INTRODUCTION:Spinocerebellar ataxia type 10 (SCA10) is a hereditary neurodegenerative disorder caused by repeat expansions in the ATXN10 gene. Patients present with cerebellar ataxia frequently accompanied by seizures. Even though loss of cerebellar Purkinje neurons has been described, its brain degeneration pattern is unknown. Our aim was to characterize the gray and white matter degeneration patterns in SCA10patients and the association with clinical features. METHODS: We enrolled 18 patients with molecular diagnosis of SCA10 and 18 healthy individuals matched for age and sex. All participants underwent brain MRI including high-resolution anatomical and diffusion images. Whole-brain Tract-Based Spatial Statistics (TBSS) and Voxel-Based Morphometry (VBM) were performed to identify white and grey matter degeneration respectively.
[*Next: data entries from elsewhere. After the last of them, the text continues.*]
PR #2713, opened 2017-04-27
Tidy naming for pronouns

lionel-:
Requires https://github.com/hadley/rlang/pull/109 (Travis will fail due to rlang version mismatch).

That currently only deals with pronouns at the top of the call tree.

### DIFF
--- a/R/utils-expr.R
+++ b/R/utils-expr.R
@@ -29,3 +29,19 @@ expr_substitute <- function(expr, old, new) {
   )
   expr
 }
+
+is_pronoun <- function(expr) {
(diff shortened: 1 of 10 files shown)


R/utils-expr.R
```diff
@@ -29,3 +29,19 @@ expr_substitute <- function(expr, old, new) {
   )
   expr
 }
+
+is_pronoun <- function(expr) {
+  is_lang(expr, quote(`$`)) && identical(node_cadr(expr), quote(.data))
```
hadley: Probably should check for either `$` or `[[`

A second analysis in the cerebellum identified the unbiased pattern of degeneration. Motor impairment was assessed using the SARA Scale. RESULTS: TBSS analysis in the patient group revealed white matter atrophy exclusively in the cerebellum. VBM analysis showed extensive grey matter degeneration in the cerebellum, brainstem, thalamus, and putamen. Significant associations between cerebellar degeneration and SARA scores were found. Additionally, degeneration in thalamic GM and WM in the cerebellar lobule VI were significantly associated with the presence of seizures. CONCLUSION: The results show that besides cerebellum and brainstem, brain degeneration in SCA10 includes predominantly the putamen and thalamus; involvement of the latter is strongly associated with seizures. Analysis of the unbiased degeneration pattern in the cerebellum suggests lobules VIIIb, IX, and X as the primary cerebellar targets of the disease, which expands to the anterior lobe in later stages.